On June 2, 1989, 10,000 Chinese soldiers are blocked by 100,000 citizens in Tiananmen Square, Beijing, protecting students demonstrating for democracy.
 
June 3, 1965:
One hundred and 20 miles above the earth, Major Edward H. White II opens the hatch of the Gemini 4 and steps out of the capsule, becoming the first American astronaut to walk in space. Attached to the craft by a 25-foot tether and controlling his movements with a hand-held oxygen jet-propulsion gun, White remained outside the capsule for just over 20 minutes. As a space walker, White had been preceded by Soviet cosmonaut Aleksei A. Leonov, who on March 18, 1965, was the first man ever to walk in space.
 
June 3, 1864:

On this day, Union General Ulysses S. Grant makes what he later recognizes to be his greatest mistake by ordering a frontal assault on entrenched Confederates at Cold Harbor, Virginia. The result was some 7,000 Union casualties in less than an hour of fighting.

Grant’s Army of the Potomac and Robert E. Lee’s Army of Northern Virginia had already inflicted frightful losses upon each other as they wheeled along an arc around Richmond, Virginia—from the Wilderness forest to Spotsylvania and numerous smaller battle sites—the previous month.

On May 30, Lee and Grant collided at Bethesda Church. The next day, the advance units of the armies arrived at the strategic crossroads of Cold Harbor, just 10 miles from Richmond, where a Yankee attack seized the intersection. Sensing that there was a chance to destroy Lee at the gates of Richmond, Grant prepared for a major assault along the entire Confederate front on June 2.
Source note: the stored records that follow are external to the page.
PR #7510, opened 2024-07-02
feat: add resource limits for API tokens

thomasheartman:
This PR adds the back end for API token resource limits. 

It adds the limit to the schema and checks the limit in the service.

## Discussion points

The PAT service uses a different service and different store entirely, so I have not included testing any edge cases where PATs are included. However, that could be seen as "knowing too much". We could add tests that check both of the stores in tandem, but I think it's overkill for now.

### DIFF
--- a/src/lib/create-config.ts
+++ b/src/lib/create-config.ts
@@ -661,6 +661,10 @@ export function createConfig(options: IUnleashOptions): IUnleashConfig {
             process.env.UNLEASH_ENVIRONMENTS_LIMIT,
             50,
         ),
+        apiTokens: parseEnvVarNumber(
+            process.env.UNLEASH_API_TOKENS_LIMIT,
+            2000,
+        ),
     };
 
     return {
--- a/src/lib/create-config.ts
+++ b/src/lib/create-config.ts
@@ -663,7 +663,7 @@ export function createConfig(options: IUnleashOptions): IUnleashConfig {
         ),
         apiTokens: parseEnvVarNumber(
             process.env.UNLEASH_API_TOKENS_LIMIT,
-            options?.resourceLimits?.apiTokens || 2000,
+            2000,
         ),
     };
 
--- a/src/lib/create-config.ts
+++ b/src/lib/create-config.ts
@@ -663,7 +663,7 @@ export function createConfig(options: IUnleashOptions): IUnleashConfig {
         ),
         apiTokens: parseEnvVarNumber(
             process.env.UNLEASH_API_TOKENS_LIMIT,
-            2000,
+            options?.resourceLimits?.apiTokens || 2000,
         ),
     };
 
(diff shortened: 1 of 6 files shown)


src/lib/create-config.ts
```diff
@@ -661,6 +661,10 @@ export function createConfig(options: IUnleashOptions): IUnleashConfig {
             process.env.UNLEASH_ENVIRONMENTS_LIMIT,
             50,
         ),
+        apiTokens: parseEnvVarNumber(
```
kwasniew, line 664: I'd wrap it with `Math.max(1, parse...)` if you want to enforce min 1. But check my next comments about the minimum value to think if we need one.

src/lib/services/api-token-service.limit.test.ts
```diff
@@ -0,0 +1,102 @@
...
+        name: 'production',
+        type: 'production',
+        enabled: true,
+        protected: true,
+        sortOrder: 1,
+    });
+
+    const eventService = createFakeEventsService(config);
+
+    const service = new ApiTokenService(
```
kwasniew, line 31: it looks like you created an implicit `composition root` for the fake ApiTokenService. Since we touch this `not yet ported to the new architecture` code maybe it's worth creating a composition root for a real and fake API Token Service in the next PR?

src/lib/services/api-token-service.ts
```diff
@@ -286,6 +295,14 @@ export class ApiTokenService {
         const environments = await this.environmentStore.getAll();
         validateApiTokenEnvironment(newToken, environments);
 
+        if (this.flagResolver.isEnabled('resourceLimits')) {
```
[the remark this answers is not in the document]
thomasheartman: Yeah, good point; that's an oversight. I'll address this for sure.

src/lib/services/api-token-service.limit.test.ts
thomasheartman: Aye, I could do that. Would you expect it to be in its own feature directory? And if so, would you expect the project-based API token controller and admin-based API token controller to both be there?

src/lib/openapi/spec/resource-limits-schema.ts
```diff
@@ -82,6 +82,13 @@ export const resourceLimitsSchema = {
             example: 50,
             description: 'The maximum number of environments allowed.',
         },
+        apiTokens: {
+            type: 'integer',
+            minimum: 1,
```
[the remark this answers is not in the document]
thomasheartman: Yeah, sure. I have no qualms with setting the minimum to 0.

src/lib/create-config.ts
thomasheartman: Roger.

src/lib/services/api-token-service.limit.test.ts
kwasniew: You can check how we migrated nothing but the composition with createAccessService.ts. This way we don't need to do more than is needed to proceed.

thomasheartman: Addressed in https://github.com/Unleash/unleash/pull/7519

PR #7511, opened 2024-07-02
feat: clear search string and close box after click

sjaanus:
Now when selecting an item from command menu, the search string is cleared and command menu closed.


daveleek (approved):
Great!

PR #7513, opened 2024-07-02
fix: improve menu styling

sjaanus:
Now quick suggestions padding is not bigger than for pages. 

image


frontend/src/component/commandBar/CommandRecent.tsx
```diff
@@ -57,7 +56,7 @@ export const CommandRecent = ({
             groupName='Quick suggestions'
             onClick={onClick}
         >
-            <List>{buttons}</List>
+            {buttons}
```
sjaanus, line 59: This was the issue, buttons were in List here and also in subcomponent. Now it is not double wrapped.

daveleek (approved):
Awesome!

But when Winfield Hancock’s Union corps did not arrive on schedule, the operation was postponed until the following day. The delay was tragic for the Union, because it gave Lee’s troops time to entrench. Perhaps frustrated with the protracted pursuit of Lee’s army, Grant gave the order to attack on June 3—a decision that resulted in an unmitigated disaster. The Yankees met murderous fire, and were only able to reach the Confederate trenches in a few places. The 7,000 Union casualties, compared to only 1,500 for the Confederates, were all lost in under an hour.

Grant pulled out of Cold Harbor nine days later and continued to try to flank Lee’s army. The next stop was Petersburg, south of Richmond, where a nine-month siege ensued. There would be no more attacks on the scale of Cold Harbor.
 
Jefferson Davis The President of the Confederacy was born on this date in 1808.
 
June 3, 1937:
In France, the duke of Windsor–formerly King Edward VIII of Great Britain and Northern Ireland–marries Wallis Warfield, the American divorcee for whom he abdicated the British throne in December 1936.
 
On the 10th of June in 1940 Italy declares war against France & Great Britain.
 
June 10, 1692:
In Salem Village in the Massachusetts Bay Colony, Bridget Bishop, the first colonist to be tried in the Salem witch trials, is hanged after being found guilty of the practice of witchcraft.
 
June 10, 1752 Benjamin Franklin flies a kite during a thunderstorm and collects ambient electrical charge in a Leyden jar, enabling him to demonstrate the connection between lightning and electricity. Franklin became interested in electricity in the mid-1740s, a time when much was still unknown on the topic, and spent almost a decade conducting electrical experiments. He coined a number of terms used today, including battery, conductor and electrician. He also invented the lightning rod, used to protect buildings and ships.
 
June 11, 1979:
John Wayne, an iconic American film actor famous for starring in countless westerns, died at age 72 after battling cancer for more than a decade.